The simulation results showed that NBW played much more important role in the survival of the animals compared with tumor size. The reduction of NBW not only came from drug effect but also the increasing demand for nutrition of rapid-progressing tumor with not any treatment [34], the relationship between NBW and the increasing tumor size was actually neglected when an empirical first order rate was used to capture the data. However, a more complicated model could be unstable due to the limitation of our data, as a result it was not taken into consideration in the current study. On the other hand, NBW could be more directly associated with the survival of tumor-bearing mice than tumor sizes, suggesting that tumor-growth inhibition is not the only thing should be cared when evaluating the therapeutic efficacy in preclinical studies.

One of the limitations of this study is that the results were obtained from immunodeficient mice bearing SW1990 cells derived tumors, while other covariates except NBW might be more important to the survival results in other animal models and tumors, such as the immune status of the host, which required further investigation in more different xenografts. In addition, the PK models for DEX as well as GEM were adopted from previous publications [19, 21], and the individual PK for the mice was not considered in the PK/PD model, which may lead to over-estimation for the variability of the parameters in the PK/PD models. Furthermore, it would be a more complicated situation when it comes to clinical cancer therapy, and even more risk factors that may associate with the clinical survival endpoints need to be taken into consideration. Last but not least, the small sample size for model development and external validation was a significant limitation in the current study, and there were still some misfits in the model possibly due to the limited data, which may bring some uncertainties and keep us modest with the conclusions.
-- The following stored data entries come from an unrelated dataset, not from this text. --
PR #66, opened 2016-12-20
BOLT 3: Add test vectors for transactions

pm47:
I have moved the details of weight computation to the Appendix section and added another Appendix containing a few commitment and htlc tx examples.

This should allow the testing of:
- the tx scripts
- the ordering and selection of outputs (`dust-limit` parameter)
- the fee computation ~~(note that fees are implemented as per currently specified, as opposed to what @sstone proposed in PR #64)~~
- fee splitting among nodes

There are about a million ways to create bugs with this, so I am pretty sure you'll end up with (hopefully slightly) different results... Looking forward to your feedback!


pm47:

Nevertheless, the current study has revealed the importance of body weight monitoring and survival analysis in preclinical oncology studies, which was often left in the basket in the past but actually worth considering in future preclinical studies, and the proposed model structure with DEX and GEM could provide some reference to other modeling and simulation studies in preclinical stages. For other anti-tumor drugs with different mechanisms, tumor size and NBW might not possibly be the only factors connecting drug efficacy, toxicity and survival outcomes in preclinical studies. In future studies, the applicability of the model would be tested in various situations including different anti-cancer drugs and different cancer xenograft models, and the workflow of parametric survival analysis in preclinical studies could be further explored and optimized.

Conclusion

In summary, a parametric TTE model of pancreatic cancer SW1990 xenografts’ survival integrated with longitudinal PK/PD models based on tumor sizes and NBW was developed and validated. NBW showed a more direct and important relation with the survival results of SW1990 tumor-bearing mice compared with tumor sizes, suggesting that it could be biased to evaluate the anti-cancer therapeutic efficacy with tumor growth inhibition alone, and survival analysis together with systemic safety biomarkers such as body weight might deserve more attention in preclinical oncology studies.